--- TASK INSTRUCTIONS ---
Match the string "version" against each line below, and copy every line that matches.

*** SOURCE DATA

PR #1520, opened 2026-08-13
eth/066: Soneium Mainnet fee-vault recipient update (all four L2 vaults)

Wazabie:
Rotates the recipient of all four Soneium Mainnet fee vaults to the new Soneium fee recipient Safe `0x34ffF1A1CB3C054E9eD1BbD36883B14A66E6C260`, and lowers the minimum withdrawal amount from 10 ETH to 5 ETH on the Sequencer, Base and L1 fee vaults (operator approved; OperatorFeeVault stays at 0).

Same `SetFeeVaultConfig` flow as eth/062 on Ink: 7 deposits from the L1PAO through the portal (4x `setRecipient`, 3x `setMinWithdrawalAmount`). Withdrawal networks unchanged.

One template change: `minWithdrawalAmounts` is now read with forge's typed parser, so values above TOML's int64 limit (like 10 ETH) can be written as strings. No behavior change for existing tasks.


fiexer:
As representative of Sonieum Foundation, I confirm that the address `0x34ffF1A1CB3C054E9eD1BbD36883B14A66E6C260` is the correct address as new fee-vault recipient.

src/tasks/eth/066-soneium-fee-vault-recipient-update/.env
mds1, line 1: Do we really still need to add these one line .env files every time? I would love if we can fix that and stop needing these. At a minimum this value should be in config files instead

src/tasks/eth/066-soneium-fee-vault-recipient-update/config.toml
```diff
@@ -0,0 +1,83 @@
+# Soneium Mainnet (chainId 1868) — fee-vault recipient rotation + minimum-withdrawal reduction.
+#
+# Rotates the recipient of ALL FOUR L2 fee-vault predeploys to the new Soneium fee
+# recipient Safe, and lowers the minimum withdrawal amount 10 ETH -> 5 ETH on the three
+# vaults that carry it (value agreed with the chain operator; 5 ETH also fits TOML's
```
mds1: How can I verify the addresses and amounts were confirmed with the chain operator?

src/tasks/eth/066-soneium-fee-vault-recipient-update/config.toml
```diff
@@ -0,0 +1,83 @@
...
+# int64 integer range — 10 ETH does not — keeping this a task-only change with the
+# unmodified SetFeeVaultConfig template). Withdrawal networks are pinned to their live
```
mds1: It feels more robust to change the template to expect/read/validate a string for more flexibility if this is actually a problem. My sense is we are changing things to 5 ETH and just got lucky that this fits into the TOML constraint, and that this code comment doesn't really matter and is an LLM artifact?

src/tasks/eth/066-soneium-fee-vault-recipient-update/config.toml
```diff
@@ -0,0 +1,83 @@
...
+# values (all L2) and therefore produce no deposits:
```
mds1: What does "Withdrawal networks are pinned to their live values and (all L2) therefore produce no deposits"?

src/tasks/eth/066-soneium-fee-vault-recipient-update/config.toml
```diff
@@ -0,0 +1,83 @@
...
+#   - SequencerFeeVault (0x…0011, v1.6.1): recipient 0xF07b…1112 -> 0x34fF…C260; min 10 -> 5 ETH
+#   - BaseFeeVault      (0x…0019, v1.6.1): recipient 0xF07b…1112 -> 0x34fF…C260; min 10 -> 5 ETH
+#   - L1FeeVault        (0x…001a, v1.6.1): recipient 0xF07b…1112 -> 0x34fF…C260; min 10 -> 5 ETH
+#   - OperatorFeeVault  (0x…001b, v1.1.1): recipient 0x4200…0019 (BaseFeeVault cascade)
+#                                          -> 0x34fF…C260 (paid directly); min stays 0
```
mds1: I also don't know what these comments mean, like "BaseFeeVault cascade" and "paid directly"

src/tasks/eth/066-soneium-fee-vault-recipient-update/config.toml
```diff
@@ -0,0 +1,83 @@
...
+  "0x4200000000000000000000000000000000000011",  # SequencerFeeVault (v1.6.1)
+  "0x4200000000000000000000000000000000000019",  # BaseFeeVault      (v1.6.1)
+  "0x420000000000000000000000000000000000001a",  # L1FeeVault        (v1.6.1)
+  "0x420000000000000000000000000000000000001b",  # OperatorFeeVault  (v1.1.1)
+]
+
+# New Soneium fee recipient — a 3-of-5 Safe deployed at the SAME address on both
+# Ethereum L1 and Soneium L2 (verified live 2026-08-13: canonical Safe v1.4.1
+# singletons — SafeL2 0x29fcB43b…C762 on Soneium, Safe 0x41675C09…461a on L1 —
+# with identical owner sets). Withdrawals stay on L2 (network unchanged), so the
```
mds1: Any important verification information should be in the readme, which means we can delete code comments like this

src/tasks/eth/066-soneium-fee-vault-recipient-update/config.toml
```diff
@@ -0,0 +1,83 @@
...
+
+# REQUIRED by the template: L2 RPC for the pre-flight (L2 ProxyAdmin-owner assertion,
+# per-vault version gate, live-value caching, and a dry-run of every setter call).
+l2RpcUrls = ["https://rpc.soneium.org"]
+
+[addresses]
+# Pinned for robustness (also resolvable from the superchain-registry:
+# superchain/configs/mainnet/soneium.toml).
+ProxyAdminOwner     = "0x5a0Aae59D09fccBdDb6C6CcEB07B7279367C3d2A" # L1PAO mainnet (nested 2-of-2: Foundation Upgrade Safe + Security Council)
+OptimismPortalProxy = "0x88e529A6ccd302c948689Cd5156C83D4614FAE92"
```
mds1: Isn't pinning less robust because then we aren't resolving them on-chain at runtime? The motivation for contracts like the SuperchainAddressRegistry was to explicitly avoid having to hardcode addresses, because it means the reviewer has to verify these addresses, which is more work for the reviewers

src/tasks/eth/066-soneium-fee-vault-recipient-update/config.toml
```diff
@@ -0,0 +1,83 @@
...
+
+[stateOverrides]
+# Nested L1PAO signer-safe nonces (slot 5), pinned to the values EXPECTED AT SIGNING TIME.
+# Pins = live on-chain values (read 2026-08-13, re-verified 2026-08-14: L1PAO=40 / FUS=66 /
```
mds1: Another comment that seems odd, today is Aug 17 so am I supposed to re-verify as I review these?

src/tasks/eth/066-soneium-fee-vault-recipient-update/README.md
```diff
@@ -0,0 +1,85 @@
...
+| `BaseFeeVault` `0x4200000000000000000000000000000000000019` | v1.6.1 | recipient `0xF07b3169ffF67A8AECdBb18d9761AEeE34591112` → `0x34ffF1A1CB3C054E9eD1BbD36883B14A66E6C260`; minWithdrawalAmount **10 ETH → 5 ETH** |
+| `L1FeeVault` `0x420000000000000000000000000000000000001A` | v1.6.1 | recipient `0xF07b3169ffF67A8AECdBb18d9761AEeE34591112` → `0x34ffF1A1CB3C054E9eD1BbD36883B14A66E6C260`; minWithdrawalAmount **10 ETH → 5 ETH** |
+| `OperatorFeeVault` `0x420000000000000000000000000000000000001b` | v1.1.1 | recipient `0x4200000000000000000000000000000000000019` (BaseFeeVault) → `0x34ffF1A1CB3C054E9eD1BbD36883B14A66E6C260` (min stays 0, network stays L2) |
+
+**Why 5 ETH:** the value is agreed with the chain operator. It keeps `withdraw()` (permissionless, no automated trigger planned) spam-resistant while making sweeps to the new recipient roughly twice as frequent — and it fits TOML's int64 integer range (max ~9.22e18 wei ≈ 9.22 ETH), which the previous 10 ETH value did not, keeping this a task-only change against the unmodified `SetFeeVaultConfig` template.
```
mds1: What does the amount have to do with spam resistance? And did we actually make this change because of TOML?

src/tasks/eth/066-soneium-fee-vault-recipient-update/README.md
```diff
@@ -0,0 +1,85 @@
...
+
+## Mechanism
+
+All four Soneium fee vaults are on the post-Karst (U19, [eth/053](../053-U19-op-ink-mmz-soneium/README.md)) mutable / setter design (Seq/Base/L1 v1.6.1, Operator v1.1.1 — verified live 2026-08-13). Config lives in proxy storage behind owner-gated setters, so this task is an **in-place config update** — no implementation deployments, no proxy upgrades. It is the same `SetFeeVaultConfig` mechanism proven on Ink Mainnet by [eth/062](../062-ink-fee-vault-recipient-update/README.md).
+
+`SetFeeVaultConfig` sends each changed field as an `OptimismPortal2.depositTransaction` from the L1PAO; the deposit's aliased sender (`0x6B1BAE59D09fCcbdDB6C6cceb07B7279367C4E3b`, the alias of the L1PAO — verified live as the Soneium L2 ProxyAdmin owner) is exactly the owner the setters authorize against. The template's mandatory pre-flight forks Soneium via `l2RpcUrls` to assert L2 ProxyAdmin ownership, enforce the per-vault version gate (≥ 1.6.0 / ≥ 1.1.0), and dry-run every setter before any signature is collected.
+
+Per-field skip-unchanged yields exactly **7 deposits** (each with a 150,000 L2 gas limit), in `vaultProxies` order with recipient before minimum per vault:
```
mds1: I don't know what "Per-field skip-unchanged" means. Can we take a pass at all the text and code comments and make things more concise and clear?

src/tasks/eth/066-soneium-fee-vault-recipient-update/VALIDATION.md
```diff
@@ -0,0 +1,232 @@
...
+## Simulating the L2 effect before signing
+
+Two layers exist here — one automatic, one you can run yourself:
+
+**Automatic (runs inside `just simulate`):** the template's mandatory pre-flight forks Soneium via
+the config's `l2RpcUrls`, asserts the L2 ProxyAdmin owner is the aliased L1PAO, version-gates each
+vault, and **dry-runs every setter call as the aliased owner** — so if any of the seven L2 writes
+could revert, the simulation itself fails loudly before any signature is collected.
+
+**Manual replay (recommended independent check):** reproduce exactly what the seven deposits will
```
mds1: Recommended, or required?

src/tasks/eth/066-soneium-fee-vault-recipient-update/VALIDATION.md
```diff
@@ -0,0 +1,232 @@
...
+         0x4200000000000000000000000000000000000019 \
+         0x420000000000000000000000000000000000001a; do
+  cast send $v "setRecipient(address)" $NEW --from $ALIASED --unlocked --rpc-url $L2RPC --gas-limit 150000
+  cast send $v "setMinWithdrawalAmount(uint256)" $MIN --from $ALIASED --unlocked --rpc-url $L2RPC --gas-limit 150000
+done
+cast send 0x420000000000000000000000000000000000001b "setRecipient(address)" $NEW \
+  --from $ALIASED --unlocked --rpc-url $L2RPC --gas-limit 150000
+
+# 4. Run the same read-backs as the post-execution section below against $L2RPC and
+#    confirm the changed/unchanged expectations, then kill anvil.
```
mds1: I thought for deposit transaction tasks, we give them steps on how to open that transaction simulation in Tenderly. Do we not do that anymore? This lets you see the full state diff, whereas the current approach would not expose a malicious state diff to you because you are only using getters.

src/tasks/eth/066-soneium-fee-vault-recipient-update/VALIDATION.md
```diff
@@ -0,0 +1,232 @@
...
+  - **Decoded Kind:** `struct ResourceMetering.ResourceParams`
+  - **Before:** ``
+  - **After:** ``
+  - **Summary:** params
+  - **Detail:** `ResourceMetering` bookkeeping (`prevBoughtGas` / `prevBlockNum`) updated by the
+    Soneium Mainnet `OptimismPortal` as a side effect of the seven `depositTransaction` calls.
+    The exact packed value depends on the block the transaction lands in; only this slot of the
+    portal should change.
+
+## L2 post-execution validation
```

******

--- WRITTEN SOLUTION ---
+# per-vault version gate, live-value caching, and a dry-run of every setter call).
+`SetFeeVaultConfig` sends each changed field as an `OptimismPortal2.depositTransaction` from the L1PAO; the deposit's aliased sender (`0x6B1BAE59D09fCcbdDB6C6cceb07B7279367C4E3b`, the alias of the L1PAO — verified live as the Soneium L2 ProxyAdmin owner) is exactly the owner the setters authorize against. The template's mandatory pre-flight forks Soneium via `l2RpcUrls` to assert L2 ProxyAdmin ownership, enforce the per-vault version gate (≥ 1.6.0 / ≥ 1.1.0), and dry-run every setter before any signature is collected.
+the config's `l2RpcUrls`, asserts the L2 ProxyAdmin owner is the aliased L1PAO, version-gates each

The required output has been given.